> [Assignment]: Show every line of the data that contains the string "without".

Source material: Begin

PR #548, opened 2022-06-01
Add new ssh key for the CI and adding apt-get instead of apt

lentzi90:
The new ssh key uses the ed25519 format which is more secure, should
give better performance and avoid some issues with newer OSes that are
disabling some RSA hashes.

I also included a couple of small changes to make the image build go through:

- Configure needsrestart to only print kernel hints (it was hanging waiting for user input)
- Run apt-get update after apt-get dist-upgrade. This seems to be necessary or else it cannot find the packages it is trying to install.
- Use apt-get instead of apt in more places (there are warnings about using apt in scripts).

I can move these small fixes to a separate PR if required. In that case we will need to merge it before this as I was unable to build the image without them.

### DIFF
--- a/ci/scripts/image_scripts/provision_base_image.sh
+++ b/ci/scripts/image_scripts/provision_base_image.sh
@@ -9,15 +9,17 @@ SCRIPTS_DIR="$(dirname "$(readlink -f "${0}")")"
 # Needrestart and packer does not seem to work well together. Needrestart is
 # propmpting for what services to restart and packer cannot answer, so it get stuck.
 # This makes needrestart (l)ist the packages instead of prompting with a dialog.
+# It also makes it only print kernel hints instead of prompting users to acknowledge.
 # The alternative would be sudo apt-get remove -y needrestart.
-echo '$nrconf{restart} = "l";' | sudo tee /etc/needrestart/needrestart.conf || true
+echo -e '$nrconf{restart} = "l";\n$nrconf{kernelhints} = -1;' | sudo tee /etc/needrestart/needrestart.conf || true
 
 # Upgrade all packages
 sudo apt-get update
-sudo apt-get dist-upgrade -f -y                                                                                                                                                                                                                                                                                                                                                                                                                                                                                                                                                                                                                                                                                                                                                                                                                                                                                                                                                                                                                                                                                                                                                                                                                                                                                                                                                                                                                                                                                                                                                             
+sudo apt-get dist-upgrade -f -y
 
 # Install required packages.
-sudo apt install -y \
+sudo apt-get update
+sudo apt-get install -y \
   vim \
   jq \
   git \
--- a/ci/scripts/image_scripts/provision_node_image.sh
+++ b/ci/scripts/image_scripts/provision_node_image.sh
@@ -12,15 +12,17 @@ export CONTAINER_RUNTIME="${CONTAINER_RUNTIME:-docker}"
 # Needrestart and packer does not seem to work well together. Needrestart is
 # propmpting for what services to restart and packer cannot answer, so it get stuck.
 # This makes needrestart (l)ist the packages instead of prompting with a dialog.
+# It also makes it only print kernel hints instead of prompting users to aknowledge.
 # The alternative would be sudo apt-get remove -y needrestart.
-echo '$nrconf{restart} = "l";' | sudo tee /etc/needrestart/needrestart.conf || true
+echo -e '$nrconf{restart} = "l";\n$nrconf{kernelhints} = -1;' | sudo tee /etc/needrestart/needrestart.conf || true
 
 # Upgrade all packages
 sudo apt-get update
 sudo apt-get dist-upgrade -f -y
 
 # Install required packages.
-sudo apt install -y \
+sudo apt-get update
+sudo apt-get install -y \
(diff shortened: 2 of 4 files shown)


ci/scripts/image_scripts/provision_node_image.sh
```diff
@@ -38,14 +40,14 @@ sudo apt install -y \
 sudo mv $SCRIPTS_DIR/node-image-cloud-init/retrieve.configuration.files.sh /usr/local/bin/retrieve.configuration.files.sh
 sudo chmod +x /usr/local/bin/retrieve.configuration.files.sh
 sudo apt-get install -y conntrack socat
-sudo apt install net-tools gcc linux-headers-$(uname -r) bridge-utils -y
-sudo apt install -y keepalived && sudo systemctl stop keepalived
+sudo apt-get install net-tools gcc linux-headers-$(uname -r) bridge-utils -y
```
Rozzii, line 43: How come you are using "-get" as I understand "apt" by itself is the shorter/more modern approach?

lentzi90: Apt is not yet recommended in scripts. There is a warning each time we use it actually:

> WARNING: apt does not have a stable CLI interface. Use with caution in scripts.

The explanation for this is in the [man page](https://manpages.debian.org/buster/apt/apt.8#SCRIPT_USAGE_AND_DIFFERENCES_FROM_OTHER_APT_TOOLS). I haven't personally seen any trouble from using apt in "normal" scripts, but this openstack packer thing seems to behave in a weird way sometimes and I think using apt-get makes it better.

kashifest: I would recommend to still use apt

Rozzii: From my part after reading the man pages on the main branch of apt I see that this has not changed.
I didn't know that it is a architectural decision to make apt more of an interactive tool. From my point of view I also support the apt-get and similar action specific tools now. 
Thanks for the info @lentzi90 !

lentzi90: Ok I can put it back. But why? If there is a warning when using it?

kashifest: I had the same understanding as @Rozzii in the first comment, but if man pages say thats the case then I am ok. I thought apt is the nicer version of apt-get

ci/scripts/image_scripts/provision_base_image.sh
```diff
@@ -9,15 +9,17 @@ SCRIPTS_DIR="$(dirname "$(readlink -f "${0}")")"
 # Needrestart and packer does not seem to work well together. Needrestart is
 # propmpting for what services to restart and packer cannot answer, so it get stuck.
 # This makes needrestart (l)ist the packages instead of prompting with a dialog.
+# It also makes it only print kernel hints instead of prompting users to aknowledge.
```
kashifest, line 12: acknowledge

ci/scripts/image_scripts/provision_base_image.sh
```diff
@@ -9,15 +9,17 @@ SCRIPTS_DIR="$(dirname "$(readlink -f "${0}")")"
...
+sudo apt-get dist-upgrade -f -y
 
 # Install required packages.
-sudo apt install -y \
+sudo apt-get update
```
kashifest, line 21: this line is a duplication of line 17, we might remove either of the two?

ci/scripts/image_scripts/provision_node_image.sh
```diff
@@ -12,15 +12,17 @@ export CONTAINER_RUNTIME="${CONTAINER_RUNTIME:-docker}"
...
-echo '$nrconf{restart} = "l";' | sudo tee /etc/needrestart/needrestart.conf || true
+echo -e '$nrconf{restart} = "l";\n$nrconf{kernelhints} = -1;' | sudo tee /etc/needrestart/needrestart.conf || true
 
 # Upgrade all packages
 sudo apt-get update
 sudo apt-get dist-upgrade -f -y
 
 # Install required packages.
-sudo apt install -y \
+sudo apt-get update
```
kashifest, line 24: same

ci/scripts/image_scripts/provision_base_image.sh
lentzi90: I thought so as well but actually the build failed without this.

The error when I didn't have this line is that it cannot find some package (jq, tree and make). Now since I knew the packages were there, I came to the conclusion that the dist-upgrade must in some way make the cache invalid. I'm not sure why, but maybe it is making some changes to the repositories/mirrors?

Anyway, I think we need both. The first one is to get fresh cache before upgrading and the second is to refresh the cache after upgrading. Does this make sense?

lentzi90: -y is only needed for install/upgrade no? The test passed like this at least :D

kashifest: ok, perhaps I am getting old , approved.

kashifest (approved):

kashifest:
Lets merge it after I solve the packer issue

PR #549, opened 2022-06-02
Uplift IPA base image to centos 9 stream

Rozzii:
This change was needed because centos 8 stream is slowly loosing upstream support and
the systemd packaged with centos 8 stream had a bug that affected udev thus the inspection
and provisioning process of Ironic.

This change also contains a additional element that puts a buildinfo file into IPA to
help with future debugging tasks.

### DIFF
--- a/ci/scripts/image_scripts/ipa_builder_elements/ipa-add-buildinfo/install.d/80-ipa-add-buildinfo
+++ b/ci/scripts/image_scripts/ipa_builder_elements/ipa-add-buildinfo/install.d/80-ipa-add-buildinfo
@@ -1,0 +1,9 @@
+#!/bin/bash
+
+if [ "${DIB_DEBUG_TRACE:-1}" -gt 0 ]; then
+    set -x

Source material: End

> [Task solution]:
I can move these small fixes to a separate PR if required. In that case we will need to merge it before this as I was unable to build the image without them.
lentzi90: I thought so as well but actually the build failed without this.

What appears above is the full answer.